# Problem requirements
Your answer must consist of one number: how many lines in the records contain "entries".

# Source data
PR #91, opened 2018-11-21
Add paragraph about table size

antoninbas:
And the guarantees provided by P4_16 / P4Runtime. This is mostly a
pointer to the relevant section in the P4_16 spec.


antoninbas:
Thanks!

PR #445, opened 2023-08-09
WIP: Reconfiguration APIs to allow multiple P4 pipelines to be chained.

loalan:
The goal of these changes are:
- provide the primitive operations to allow the user to create a P4 service chain
- support adding, removing and reconfiguring of multiple P4 pipelines to a single device
- allow for dynamic pipeline changes at runtime (update)

These additions should be backwards compatible and include add, remove, enable and disable pipeline operations. Each pipeline has a unique pipeline ID. Entities are referenced per pipeline. SetForwardingPipelineConfig allows the user to specify the placement of a new pipeline relative to the reference/default pipeline in the ForwardingPipelineConfig

See overview at: https://drive.google.com/file/d/1V9mt1BKciCoMlHfIl5IZ65PaKA9jhaev/view?usp=sharing

Background paper: https://www.usenix.org/system/files/nsdi22-paper-xing.pdf


saynb:
Somewhat related to https://github.com/p4lang/p4runtime/issues/316 ?

chrispsommers:
My initial impression is that this is a useful, elegant and backwards compatible (!) change worthy of consideration. Thanks for submitting. I enabled a CI run out of habit, and noticed the generated code check failed. You can address this when you're ready by following the simple procedure described in https://github.com/p4lang/p4runtime#detailed-processes, see the paragraph beginning with "When updating the Protobuf files...".

chrispsommers:
> Somewhat related to #316 ?

Good point. It also raises another question in my mind - when specifying the `id` field in` PipelineId`, what assumptions if any are made about how this is mapped to a particular architecture's physical pipelines, e.g. if an ASIC has four physical pipes, each of which can accept a single `ForwardingPipelineConfig`, how would this map? And, imagining we carried through with https://github.com/p4lang/p4runtime/issues/316, would a conflict arise with this PR?

loalan:
> Somewhat related to #316 ?

Yes, it seems somewhat related at the protobuf level. However, the use case is quite different. I'll take a look and see if they can be unified somewhat.

smolkaj:
@loalan we noticed at the WG meeting that the slides are all flipped by 90 degrees. Any chance you could upload a version where things are oriented the usual way?

PR #459, opened 2023-09-08
Remove 4 P4 language spec compatibility issues from the list

jafingerhut:
During 2023-Sep-08 P4.org API work group meeting, it was agreed that there are no changes required to the P4Runtime API specification to be compatible with these updates in the language spec.


chrispsommers (approved):
LGTM

PR #468, opened 2023-12-07
Updating generic-table-dev branch with p4lang:p4runtime:main

saynb:

PR #471, opened 2024-01-27
Fix regression by pinning Bazel version 

smolkaj:
We had a regression on the main branch recently due to the Bazel version changing from 6.4.0 to 7.0, see https://github.com/p4lang/p4runtime/pull/468#issuecomment-1912872372 and follow up comments.

This PR fixes this regression by pinning the Bazel version to 6.4.0.


antoninbas (approved):
I thought we had done that already, but it must have been for p4lang/PI

smolkaj:
The `.bazelversion` file was in the root folder. That's typically the right thing to do, but in our case prevented it from being picked up because we use the `proto` subfolder as the root of our Bazel workspace as a workaround for github.com/grpc/grpc/issues/20675, see https://github.com/p4lang/p4runtime/blob/main/proto/BUILD.bazel#L25-L26.


:face_with_spiral_eyes: 

It is hacks and workarounds all the way down :)

PR #472, opened 2024-02-08
Support multicast resource information.

jonathan-dilorenzo:
On real hardware, multicast resources are presumably finite. While we have a way of capturing that for other tables (with the `size` parameter) and for action profiles (with the `max_group_size` parameter), there is currently no way to capture this information for multicast (or for the clone session table for that matter).

This PR is a first stab at adding such a mechanism. In my mind, these fields would be populated by users in the P4 program through the `@pkginfo` annotation (much like the rest of pkginfo).

Obviously, this is currently a WIP and I'd want to add something to the spec too, but I wanted to see if the idea even made sense first.


chrispsommers (commented):
Hi John, I think the idea of getting platform capabilities is a good one but I'm not necessarily in favor of making it part of "PkgInfo," which to me provides program-specific metadata, not platform-specific. Perhaps we need a generic platform capabilities query API returning KV pairs?

jonathan-dilorenzo:
Yeah, PkgInfo feels a bit weird.

But I don't think we quite want to query the platform for it... Rather, we want to tell the platform our desired capabilities and then it is up to the platform to reject them if it can't fulfill our desires or accept them otherwise. Like with all other tables really. So I think we'd want to fit it into the P4Info somehow... 

But good to discuss options in the meeting!

jonathan-dilorenzo:
Based on discussions in the P4 API WG with @chrispsommers, @smolkaj, and @jafingerhut, there seems to be tentative support for adding something like this (with a few changes I'm about to make) as a short-term solution to modeling multicast resources (and giving the switch a directive to reject a P4Info if it can't).

In the long-term, we want to look into treating multicast like any other P4 table, essentially specifying that a table is a multicast table by attaching something much like an ActionProfile except that it replicates packets to all actions instead of choosing one non-deterministically (or deterministically based on a hash function). 

A first approach to the long-term solution might be to disallow applying multicast tables in the P4 program, and then they would instead be applied where ever the architecture uses a multicast table. 

We also discussed that these would be useful to provide as capabilities, so I'm gonna try to add that in a follow-up PR. The idea will be that, if the numbers are given in the P4Info, then the capability numbers must be >= to those in the P4Info (or the P4Info should otherwise be rejected). If they are not given, then the switch can still be queried to see how many multicast entries and replicas it supports.

proto/p4/config/v1/p4info.proto
```diff
@@ -48,6 +48,19 @@ message Documentation {
   string description = 2;
 }
 
+// Used to describe the required properties of the underlying platform.
+message PlatformProperties {
```
jonathan-dilorenzo, line 52: @jafingerhut, @chrispsommers, and @smolkaj, I wrapped this into a PlatformProperties message as desired.

I'm thinking best to add it to the capabilities in a separate PR because it will need a totally separate description anyway. WDYT?

chrispsommers:
This seems fine as a working idea, but if I were doing this, I'd probably make changes in p4c to vet the idea a bit further.

jonathan-dilorenzo:
@chrispsommers, to be clear, the "changes in p4c" you're referring to is the annotation interpretation?

chrispsommers:
> @chrispsommers, to be clear, the "changes in p4c" you're referring to is the annotation interpretation?

Correct, the front-end which parses annotations and renders P4Info. You might find a desire to tweak the schema after trying to implement the enhancement.

jonathan-dilorenzo:
Added support for this PR in https://github.com/p4lang/p4c/pull/4611 (though this would need to go in first, so that the P4Info fields exist to be set).

jonathan-dilorenzo:
AI: Change `multicast_table` to `multicast_group_table` and then send out again for review and we'll try to get this in before next meeting.

jonathan-dilorenzo:
I think this is now ready for a final review as discussed @chrispsommers, @smolkaj, and @jafingerhut.

proto/p4/config/v1/p4info.proto
```diff
@@ -73,6 +86,10 @@ message PkgInfo {
   string url = 8;
   // Miscellaneous metadata, structured; a way to extend PkgInfo
   repeated StructuredAnnotation structured_annotations = 9;
+  // If set, specifies the properties that the underlying platform should have.
+  // If the platform does not conform to these properties, the server should
+  // reject the P4Info when used with a SetForwardingPipelineConfigRequest.
+  PlatformProperties platform_properties = 11;
```
chrispsommers, line 92: Are we missing `repeated SourceLocation annotation_locations = 10;` ?

jonathan-dilorenzo: Looks like it's above, under annotations.

chrispsommers: Ahh, you're right, they're not in order, I forgot to expand the diff. Thanks!

chrispsommers (approved):
LGTM

docs/v1/P4Runtime-Spec.mdk
```diff
@@ -1289,12 +1292,32 @@ message PkgInfo {
   string url = 8;
   // Miscellaneous metadata, structured; a way to extend PkgInfo
   repeated StructuredAnnotation structured_annotations = 9;
+  // If set, specifies the properties that the underlying platform should have.
+  // If the platform does conform to these properties, the server should reject
```
smolkaj, line 1296: does -> doesn't?

docs/v1/P4Runtime-Spec.mdk
```diff
@@ -1289,12 +1292,32 @@ message PkgInfo {
...
+  // the P4Info when used with a SetForwardingPipelineConfigRequest.
```
smolkaj, line 1297: Nit: use backticks

docs/v1/P4Runtime-Spec.mdk
```diff
@@ -1289,12 +1292,32 @@ message PkgInfo {
...
+  PlatformProperties platform_properties = 11;
+}
+~ End Proto
+
+where the `PlatformProperties` message looks as follows:
+~ Begin Proto
+// Used to describe the required properties of the underlying platform.
+message PlatformProperties {
+  // The maximum number of multicast entries (i.e. multicast groups) that the
```
smolkaj, line 1306: maximum -> minimum
expected -> required
?

smolkaj: Same a few more times.

docs/v1/P4Runtime-Spec.mdk
```diff
@@ -1327,6 +1352,17 @@ Above we see several different types of annotations:
 * `@description` - This will populate the `PkgInfo.doc.description` message
   field
 
+* `@platform_property` - This is used to populate a specific field within the
+  `PlatformProperty` message in `PkgInfo.platform_property`. Multiple
+  `@platform_property` annotations are allowed. For compactness,
+  multiple key-value pairs can appear in a single `@platform_property`
+  annotation, separated by commas. Each key must only appear once and the
+  compiler must reject the program if one appears multiple times. The `key`s
```
smolkaj, line 1360: Nit: Is "key" referring to code (a variable / proto field) here? If not, let's not put it in backticks.

smolkaj (changes requested):
A few nits

docs/v1/P4Runtime-Spec.mdk
jonathan-dilorenzo: Err, I think I don't know where you mean to use backticks here? I'm not referring to any variable, which is it is used in the rest of the proto e.g.

docs/v1/P4Runtime-Spec.mdk
jonathan-dilorenzo: Good points. The `max_replicas_per_entry` is a bit tricky because, for the action profile equivalent, the server is required to reject anything greater than the `max_group_size`. I think this new wording works though.

docs/v1/P4Runtime-Spec.mdk
jonathan-dilorenzo: It is, yeah. It's referring to the code example above.

docs/v1/P4Runtime-Spec.mdk
jonathan-dilorenzo: Nice catch! Didn't copy from the proto when I fixed it :'(.

docs/v1/P4Runtime-Spec.mdk
smolkaj: `SetForwardingPipelineConfigRequest`

proto/p4/config/v1/p4info.proto
```diff
@@ -48,6 +48,20 @@ message Documentation {
   string description = 2;
 }
 
+// Used to describe the required properties of the underlying platform.
+message PlatformProperties {
+  // The minimum number of multicast entries (i.e. multicast groups) that the
+  // platform is required to support. If 0, there are no requirements.
+  int64 multicast_group_table_size = 1;
```
smolkaj, line 55: Any particular reason for using `int64` over `int32` here (and below)?

smolkaj (approved):
One more comment. LGTM otherwise. Approving early.

docs/v1/P4Runtime-Spec.mdk
jonathan-dilorenzo: That seems inconsistent with the general style here. Code is backticked, but message names are not. See e.g. https://github.com/p4lang/p4runtime/blob/main/proto/p4/config/v1/p4types.proto#L51-L52.

proto/p4/config/v1/p4info.proto
jonathan-dilorenzo: Good question! Simply to be symmetric to tables and action profiles where `size` is an `int64` (though `max_group_size` is an `int32`, so I should at least update that). Probably. I actually don't totally remember.

That said, [`multicast_group_id` is `uint32`](https://github.com/p4lang/p4runtime/blob/main/proto/p4/v1/p4runtime.proto#L452), so it's a bit questionable to have the size be `int64`... 

I'm convinced! Changed it all to `int32`.

docs/v1/P4Runtime-Spec.mdk
jonathan-dilorenzo: Definitely not totally obvious. In my mind, I suppose it's the difference between a type and an instantiation basically. For a type, I don't use the backticks and for an instantiation of it (like a variable) I do. That said, if I'm quoting a literal code segment rather than talking about the concept, I would also use backticks I suppose. 

That said, if you wanted to go change how it's done elsewhere, I'd be amenable to fixing it here too, even though I find it slightly worse, but I definitely prefer consistency over adding it as this weird one-off.

smolkaj: My preference is for consistently putting all code in backticks to keep things simple.
I agree it is not currently done consistently, so if that bothers you, fine to keep as is.

smolkaj: My preference is to consistently put all code in back ticks for simplicity.
Agreed that this is not currently done consistently. If that bothers you, fine to keep as is.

# Output
3